§ WHAT YOU ARE ASKED TO DO:
Scan the listing and copy each line where the word "prevent" is present.

§ WORKING DATA:

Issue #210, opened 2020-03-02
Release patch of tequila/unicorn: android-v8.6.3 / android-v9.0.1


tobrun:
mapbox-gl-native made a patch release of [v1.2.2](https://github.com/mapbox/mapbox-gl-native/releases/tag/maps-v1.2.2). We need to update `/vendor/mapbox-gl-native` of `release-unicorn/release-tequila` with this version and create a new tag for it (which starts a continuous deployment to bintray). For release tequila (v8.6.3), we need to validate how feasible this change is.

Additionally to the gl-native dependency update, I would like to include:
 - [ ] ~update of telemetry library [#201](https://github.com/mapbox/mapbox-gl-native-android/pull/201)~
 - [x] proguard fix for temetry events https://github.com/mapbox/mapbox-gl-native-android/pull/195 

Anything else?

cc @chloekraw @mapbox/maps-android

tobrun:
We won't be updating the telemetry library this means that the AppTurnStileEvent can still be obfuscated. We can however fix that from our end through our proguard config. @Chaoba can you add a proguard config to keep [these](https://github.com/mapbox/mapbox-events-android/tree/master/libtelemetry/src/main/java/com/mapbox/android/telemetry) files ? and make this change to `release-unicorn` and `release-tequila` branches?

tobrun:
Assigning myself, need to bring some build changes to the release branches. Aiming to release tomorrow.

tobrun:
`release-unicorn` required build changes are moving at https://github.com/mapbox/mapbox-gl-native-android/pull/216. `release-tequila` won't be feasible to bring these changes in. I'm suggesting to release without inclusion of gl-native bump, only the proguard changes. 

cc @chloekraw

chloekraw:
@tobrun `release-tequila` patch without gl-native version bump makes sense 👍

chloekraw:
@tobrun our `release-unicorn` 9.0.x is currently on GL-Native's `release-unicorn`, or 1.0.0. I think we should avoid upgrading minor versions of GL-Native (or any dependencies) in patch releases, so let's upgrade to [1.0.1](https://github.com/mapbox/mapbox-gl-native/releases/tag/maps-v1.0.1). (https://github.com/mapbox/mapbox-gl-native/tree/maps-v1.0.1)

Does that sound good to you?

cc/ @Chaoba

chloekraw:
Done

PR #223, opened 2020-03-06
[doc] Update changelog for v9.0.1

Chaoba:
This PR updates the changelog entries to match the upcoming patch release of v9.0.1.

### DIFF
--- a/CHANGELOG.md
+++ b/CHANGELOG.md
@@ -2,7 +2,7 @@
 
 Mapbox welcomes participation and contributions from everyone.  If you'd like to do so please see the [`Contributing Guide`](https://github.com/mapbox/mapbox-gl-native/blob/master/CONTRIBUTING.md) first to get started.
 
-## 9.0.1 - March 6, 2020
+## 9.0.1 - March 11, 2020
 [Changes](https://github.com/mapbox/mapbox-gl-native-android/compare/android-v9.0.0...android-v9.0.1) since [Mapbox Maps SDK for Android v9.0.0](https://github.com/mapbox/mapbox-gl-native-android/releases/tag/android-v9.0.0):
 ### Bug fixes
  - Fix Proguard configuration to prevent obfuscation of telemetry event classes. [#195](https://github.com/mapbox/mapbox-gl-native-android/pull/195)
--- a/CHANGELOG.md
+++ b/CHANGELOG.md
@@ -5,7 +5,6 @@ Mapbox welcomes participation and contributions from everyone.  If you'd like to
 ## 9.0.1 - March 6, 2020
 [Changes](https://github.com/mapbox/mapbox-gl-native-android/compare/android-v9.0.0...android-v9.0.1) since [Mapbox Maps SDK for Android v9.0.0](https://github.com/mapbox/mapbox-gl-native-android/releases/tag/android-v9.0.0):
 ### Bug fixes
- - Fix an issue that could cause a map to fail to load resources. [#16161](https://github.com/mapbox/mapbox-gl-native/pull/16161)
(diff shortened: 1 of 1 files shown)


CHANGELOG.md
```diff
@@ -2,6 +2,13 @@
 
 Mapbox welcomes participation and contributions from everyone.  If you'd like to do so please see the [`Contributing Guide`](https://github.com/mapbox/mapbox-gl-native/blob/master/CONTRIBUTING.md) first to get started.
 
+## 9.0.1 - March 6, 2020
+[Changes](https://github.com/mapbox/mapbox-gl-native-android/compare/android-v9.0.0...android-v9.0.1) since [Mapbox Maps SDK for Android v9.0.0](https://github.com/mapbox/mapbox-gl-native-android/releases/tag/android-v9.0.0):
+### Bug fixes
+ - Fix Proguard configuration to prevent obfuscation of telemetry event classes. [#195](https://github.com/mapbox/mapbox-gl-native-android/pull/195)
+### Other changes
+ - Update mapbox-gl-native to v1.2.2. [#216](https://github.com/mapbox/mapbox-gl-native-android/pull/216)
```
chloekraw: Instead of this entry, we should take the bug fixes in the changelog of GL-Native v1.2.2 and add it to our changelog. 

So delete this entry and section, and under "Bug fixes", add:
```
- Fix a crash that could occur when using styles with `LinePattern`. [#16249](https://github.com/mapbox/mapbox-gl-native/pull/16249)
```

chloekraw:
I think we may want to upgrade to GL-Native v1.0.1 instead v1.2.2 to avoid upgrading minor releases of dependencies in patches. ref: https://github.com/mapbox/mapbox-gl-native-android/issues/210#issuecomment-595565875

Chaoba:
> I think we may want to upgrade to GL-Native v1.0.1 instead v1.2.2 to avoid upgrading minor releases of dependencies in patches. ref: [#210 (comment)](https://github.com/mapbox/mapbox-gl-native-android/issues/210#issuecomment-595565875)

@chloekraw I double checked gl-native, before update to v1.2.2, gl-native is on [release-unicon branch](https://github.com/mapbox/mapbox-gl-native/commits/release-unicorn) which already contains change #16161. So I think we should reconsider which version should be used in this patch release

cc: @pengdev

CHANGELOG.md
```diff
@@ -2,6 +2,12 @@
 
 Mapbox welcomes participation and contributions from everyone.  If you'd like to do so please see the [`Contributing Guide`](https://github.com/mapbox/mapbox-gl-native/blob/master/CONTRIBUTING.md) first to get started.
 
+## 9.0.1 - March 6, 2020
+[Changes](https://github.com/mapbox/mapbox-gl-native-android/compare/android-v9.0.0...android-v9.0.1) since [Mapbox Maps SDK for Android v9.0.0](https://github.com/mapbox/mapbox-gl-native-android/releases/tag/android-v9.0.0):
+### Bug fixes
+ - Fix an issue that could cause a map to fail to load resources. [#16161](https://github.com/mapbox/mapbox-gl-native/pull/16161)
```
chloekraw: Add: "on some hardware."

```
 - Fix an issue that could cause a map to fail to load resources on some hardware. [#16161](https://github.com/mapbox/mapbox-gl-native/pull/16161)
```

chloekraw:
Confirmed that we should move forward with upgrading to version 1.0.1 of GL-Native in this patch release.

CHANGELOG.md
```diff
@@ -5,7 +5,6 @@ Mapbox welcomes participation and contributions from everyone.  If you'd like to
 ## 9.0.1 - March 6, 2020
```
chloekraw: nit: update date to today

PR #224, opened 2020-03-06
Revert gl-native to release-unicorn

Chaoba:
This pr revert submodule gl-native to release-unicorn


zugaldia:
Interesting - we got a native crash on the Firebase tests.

§ WRITTEN ANSWER:
  - Fix Proguard configuration to prevent obfuscation of telemetry event classes. [#195](https://github.com/mapbox/mapbox-gl-native-android/pull/195)
+ - Fix Proguard configuration to prevent obfuscation of telemetry event classes. [#195](https://github.com/mapbox/mapbox-gl-native-android/pull/195)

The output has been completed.